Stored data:
▬▬▬▬▬▬▬▬▬▬

PR #1149, opened 2018-12-12
JAVA-2057: Do not create pool when SUGGEST_UP topology event received

tolbertam:
For [JAVA-2057](https://datastax-oss.atlassian.net/browse/JAVA-2057).

This should fix an issue I noticed on our CI servers, were occasionally after forcing a node down I observed that there were still some open connections.   I have CI running repeatedly against #1147, which has this fix, so assuming that continues to run well we should consider merging this.  Lets wait overnight to see how things go.

Old description (see 41dec29 for actual change)

Motivation:

There is a small window where a NEW_NODE event may be sent over the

▬▬▬▬▬▬▬▬▬▬

# [Task objective]
Report how many lines of the records above contain the word "JAVA", giving only the number.

# [Answer area]
2